By Marla Ridenour Published: May 13, 2014

Nine final thoughts after the Indians struck out nine times in a dramatic loss at Rogers Centre.

1. Through three innings, Justin Masterson was better than ever, throwing 27 pitches and retiring seven of the nine Blue Jays on infield outs. But then he admitted the Blue Jays adjusted to his sinker and he failed to counter. He continued to pound the sinker when he should have been adding some sliders and a few other pitches to keep the Jays guessing.

2. “We made a few unintelligent (decisions) as we went along. We’re usually smarter than that,” Masterson said, including catcher Yan Gomes. “We just didn’t use that today. They took some good swings, too, we’ve got to give them credit also.”

3. Gomes played in his 164th career game Tuesday. That’s barely a full major league season. I wonder how much his relative inexperience played a part in the counter-moves Masterson failed to make. But it’s hard to blame Gomes when Masterson is 29, with over five major league seasons under his belt. 

4. Wondering if opponents are catching on to the fact that Masterson's velocity has lost one or two mph. Also wondering if Masterson wishes he’d accepted the Indians’ contract extension this spring. But there's still plenty of time for him to get back on track. And he's not alone in that regard.

5. Masterson said he wasn’t thrown off by the fast pace of the 2:29 game. Jays’ right-hander R.A. Dickey works quickly – going into Tuesday he was the second-fastest pitcher in the majors at 18.6 seconds between pitches. But Masterson said he didn’t go into hurry-up mode, or worry about Dickey’s knuckleball being tough on Tribe batters.

6. “Not really. I don’t think it adds much pressure,” Masterson said. “I always believe in the guys that we’ve got. He can hang a couple knucklers that maybe don’t knuckle the way he wants them to like any pitcher. We’re not robots. Maybe the hitters think about it a little bit more. As a pitcher you’re just going out there to try and do your thing.”

7. Indians manager Terry Francona said Dickey didn’t do anything differently against the Tribe. “We know what he’s going to do,” Francona said. “He’s going throw that knuckleball, throw an occasional fastball to get ahead or to surprise you. He’s pretty good. He lost the strike zone a little bit and we got our runs, we just couldn’t get one big hit.”

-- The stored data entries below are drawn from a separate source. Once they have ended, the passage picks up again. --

PR #7534, opened 2021-12-12
xargs: replace url

mkcn:
https://man7.org is a more correct (maybe even more trusted) reference than https://pubs.opengroup.org for the man page

### DIFF
--- a/pages/common/xargs.md
+++ b/pages/common/xargs.md
@@ -2,7 +2,7 @@
 
 > Execute a command with piped arguments coming from another command, a file, etc.
 > The input is treated as a single block of text and split into separate pieces on spaces, tabs, newlines and end-of-file.
-> More information: <https://pubs.opengroup.org/onlinepubs/9699919799/utilities/xargs.html>.
+> More information: <https://man7.org/linux/man-pages/man1/xargs.1p.html>.
 
 - Run a command using the input data as arguments:
 


pages/common/xargs.md
```diff
@@ -2,7 +2,7 @@
 
 > Execute a command with piped arguments coming from another command, a file, etc.
 > The input is treated as a single block of text and split into separate pieces on spaces, tabs, newlines and end-of-file.
-> More information: <https://pubs.opengroup.org/onlinepubs/9699919799/utilities/xargs.html>.
+> More information: <https://man7.org/linux/man-pages/man1/xargs.1p.html>.
```
CleanMachine1, line 5:
```suggestion
> More information: <https://manned.org/xargs.1pl>.
```

sbrl: Indeed, as per #5143 when referencing man pages we default to manned.org unless of course the man7.org version is better in some way.

sbrl (changes requested):
Waaaaait a moment. The existing URL is a link to the POSIX specification. This link should not be changed.

mkcn:
@sbrl do you mean to leave "https://pubs.opengroup.org/onlinepubs/9699919799/utilities/xargs.html" ? If yes, should I simply delete the request?

sbrl:
Sorry for not getting back to you here. Yeah, we should leave this as-is. I'm closing this PR for now, but we can always re-open if there's more to discuss. Thanks so much for your contribution anyway :D

PR #7544, opened 2021-12-14
chcon: move from common to linux platform

cyqsimon:
AFAIK, `chcon` is a Linux-specific command.

`man chcon`

```man
─────────────────────────────────────────────────────────────────────────────────────────
CHCON(1)                             User Commands                            CHCON(1)

NAME
       chcon - change file security context

SYNOPSIS
       chcon [OPTION]... CONTEXT FILE...
       chcon [OPTION]... [-u USER] [-r ROLE] [-l RANGE] [-t TYPE] FILE...
       chcon [OPTION]... --reference=RFILE FILE...

DESCRIPTION
       Change the SELinux security context of each FILE to CONTEXT.  With --reference,
       change the security context of each FILE to that of RFILE.
```

Unless MacOS has an equivalence to SELinux and also uses the same `chcon` (which I don't believe is the case), then I stand corrected.


CleanMachine1:
Okay, thanks for this.

I have no idea about this command. From what I see its just Linux. I'll approve when another maintainer voices their opinion.

Overall, good observation!

258204:
BRB bricking my mac http://polarhome.com/service/man/?qf=CHCON&tf=2&of=MacOSX&sf=1

258204:
chcon does appear to be installed by default on macos 10.15.7; however, I'm going to check if the functionality has been altered, if so, I will approve this PR.

258204 (approved):
Although Apple ships with chcon, I compared the results running the examples with macos 10.15.7, and rocky 8.5 (with SELinux). The examples didn't work, implying that either chcon is shipped with macos despite not working with it, or the implementation is different between Linux and BSD. 

The page should be moved.

navarroaxel (approved):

8. John Axford made his first appearance for the Indians since losing his closer’s job last week and retired the Jays 1-2-3 in the seventh on two ground balls and a strikeout. “The last thing we want to do is run away from him,” Francona said. “That was real good to see.”

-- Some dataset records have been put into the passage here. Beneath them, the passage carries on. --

Issue #7528, opened 2021-12-11
Client spec: Clarify behavior of special platforms


niklasmohrin:
Hey everyone, I am back with another client spec topic :sweat_smile: 

In our effort to make [tealdeer](https://github.com/dbrgn/tealdeer) behave closer to the client specification, we came to adding support for `tldr --list --platform all` as described in the row for the `--list` flag in the [Arguments table](https://github.com/tldr-pages/tldr/blob/main/CLIENT-SPECIFICATION.md#arguments). While the behavior for `--list --platform all` is clear to us, [we don't agree](https://github.com/dbrgn/tealdeer/pull/229#discussion_r762630680) on how the platform `all` should behave when used in other contexts like simple page lookup. Mainly, there are two different approaches that came up so far:

1. The platform `all` behaves like the current platform / as if no platform was specified at all, but for `--list` we keep in mind whether it was actually `all` or not.
2. We accept `--platform all` _only_ for `--list` and error if the special platform is passed for other uses.

(some arguments for either side may be found in the linked comment)

I saw that the platform `all` is in the spec since the beginning (#2706) and there have been other issues about the behavior when several (independent) subsystems are used together (#4290). While I don't necessarily agree with all the details in the latter, I think that the specification should specify behavior for the special platform type and its meaning in all contexts in [the platform section](https://github.com/tldr-pages/tldr/blob/main/CLIENT-SPECIFICATION.md#platform) and explain the desired behavior. In a more general sense, the Arguments table should at least list all the possible values for each flag in the row of that flag itself - it was rather unintuitive to find a mention of `--platform all` for me at first.

Thank you for your work, I hope we can work something out :)

dbrgn:
Thanks @niklasmohrin for creating this issue! I agree, this should be clarified.

I think that treating `all` like `current` - except for the places where considering all platforms makes sense (which is only `--list`, I think) - would be a very logical and easy to implement approach. If someone would specify `-p all` for another command, then it would simply work as it would without any `-p` argument (so it's essentially being ignored).

sbrl:
Ah, great spot here. I wrote the original spec, so this is probably my fault as I probably didn't think of / foresee this problem at the time haha :sweat_smile: This probably means that technically this is undefined behaviour in the context oft he current specification.

Indeed, we should absolutely clarify this. Both of those solutions would work - which one would you prefer? I feel like option 2 would be more semantically correct here since `all` doesn't make sense in the context of the page resolution algorithm?

[...]

PR #7561, opened 2021-12-19
CLIENT-SPECIFICATION: drop the special "all" platform

dbrgn:
As discussed in #7528 and [here](https://github.com/tldr-pages/tldr/pull/7561#issuecomment-997473651):

Drop the special `all` platform.

### DIFF
--- a/CLIENT-SPECIFICATION.md
+++ b/CLIENT-SPECIFICATION.md
@@ -38,7 +38,7 @@ Option             | Required?   | Meaning
 `-v`, `--version`  | Yes         | Shows the current version of the client, and the version of this specification that it implements.
 `-p`, `--platform` | Yes         | Specifies the platform to be used to perform the action (either listing or searching) as an argument. If this option is specified, the selected platform MUST be checked first instead of the current platform as described below.
 `-u`, `--update`   | Conditional | Updates the offline cache of pages. MUST be implemented if cache is supported.
-`-l`, `--list`     | No          | Lists all the pages in the current platform to the standard output. If the special platform `all` is specified a list of all pages in all platforms MUST be displayed.
+`-l`, `--list`     | No          | Lists all the pages in the current platform to the standard output.
 `-L`, `--language` | No          | Specifies the preferred language for the page returned. Overrides other language detection mechanisms. See the [language section](#language) for more information.
 
 Clients MAY choose to only implement the short version of an option, ignoring the long form.


dbrgn:
After some further thought: What we don't specify here (neither for `list` nor for `list-all`) is the output format. Right now tealdeer and other clients as well print the commands to stdout, one per line. That's convenient to process with other tools (e.g. for tab completion). (It wasn't always like this, in an older version, tealdeer listed the pages with comma separation.)

We _could_ include this in the spec. However, with `list-all`, it may make sense to include additional information (e.g. the platform for which this command is defined, and a command may be defined multiple times for different platforms). Is it a good idea to recommend implementing a command, but without specifying what the output should look like? And if no, does it even make sense if the tldr client spec decides how a client should format its output?

In the end, the spec should probably constrain itself to the bare minimum and leave the rest to the implementations. If an implementation thinks a certain non-core feature is useful, it should be free to do so.

So: Maybe we should simply drop the `all` platform from the spec and call it a day.

CLIENT-SPECIFICATION.md
```diff
@@ -38,7 +38,8 @@ Option             | Required?   | Meaning
 `-v`, `--version`  | Yes         | Shows the current version of the client, and the version of this specification that it implements.
 `-p`, `--platform` | Yes         | Specifies the platform to be used to perform the action (either listing or searching) as an argument. If this option is specified, the selected platform MUST be checked first instead of the current platform as described below.
 `-u`, `--update`   | Conditional | Updates the offline cache of pages. MUST be implemented if cache is supported.
-`-l`, `--list`     | No          | Lists all the pages in the current platform to the standard output. If the special platform `all` is specified a list of all pages in all platforms MUST be displayed.
+`-l`, `--list`     | No          | Lists all the pages in the current platform to the standard output. It is RECOMMENDED that the pages are sorted alphanumerically.
+      `--list-all` | No          | Lists all the pages in all platforms to the standard output. It is RECOMMENDED that the pages are sorted alphanumerically.
```
sbrl, line 42: Simply specifying sorting alphabetical ordering isn't always though. [As Jeff Attwood explains](https://blog.codinghorror.com/sorting-for-humans-natural-sort-order/), unicode can cause an issue here. We should find some standard on unicode sorting here.

The other thing we should handle here is the case of when a page exists in multiple platforms. Perhaps we should require the platform name to be specified as well here, and explicitly state that a given page name may exist in multiple categories and that's ok and they `MUST NOT` be deduplicated?

dbrgn: Yeah, you're right. As written in my other comment above, after some thought I'd actually tend towards not adding `--list-all` to the standard at all. Same thing with `--list`, we could leave it to the implementation to choose a useful output format. (Or is there any advantage in having a common output format? Should it be parseable?)

sbrl: Yeah, I think that's a good point. Clients can be for many different platforms and purposes - even if we assume a command line, there's a range of possible purposes that such a client may be implemented for. Let's drop the sorting sentence here.

dbrgn: I pushed a new version that simply removed the `all` platform and doesn't specify anything else. Implementations can still implement `--list-all` if they want, but if the output format isn't standardized, then a standardized command name won't bring any benefits either.

sbrl: Right. Let's add support for `--list-all`. What about specifying 1 command name per line on the standard output? e.g.

```markdown
`--list-all` | No          | Lists all the pages in all platforms to the standard output, with 1 page name per line in the format `<platform>/<pagename>`
```

dbrgn: @sbrl did you take a look at [this comment](https://github.com/tldr-pages/tldr/pull/7561#issuecomment-997473651)? I think adding `--list-all` to the spec isn't a good idea, there are a lot of open questions and a standardized `--list-all` wouldn't really give a lot of benefits while potentially limiting improvements to the output format.

My curent suggestion would be dropping the `all` platform and _not_ standardizing `--list-all`. I renamed the PR to reflect the current state of the proposal. If you agree, this discussion can be marked as resolved.

dbrgn:
github-actions: Please re-open.

dbrgn:
@sbrl @waldyrious any opinions on this? (I updated the PR description to properly reflect the current state of the PR.)

waldyrious:
As I wasn't involved in the previous discussions, I'll let @sbrl take this one, unless there are specific aspects or open questions you'd like my thoughts on.

sbrl (approved):

navarroaxel (approved):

9. After Carlos Santana was thrown out at the plate in the eighth inning with what would have been the tying run, Francona came out to talk to home plate umpire Jordan Baker, stalling while the Indians’ replay man took a look inside the clubhouse. If Francona had any problem with the way Jays’ catcher Josh Thole set up for left fielder Melky Cabrera’s throw, he should have challenged no matter what the replay showed. But Francona, who had just discussed the new home-plate collision rule before the game and how it's still a work in progress, elected not to challenge. Perhaps Baker told Francona he didn't have an issue with Thole's positioning while they were waiting.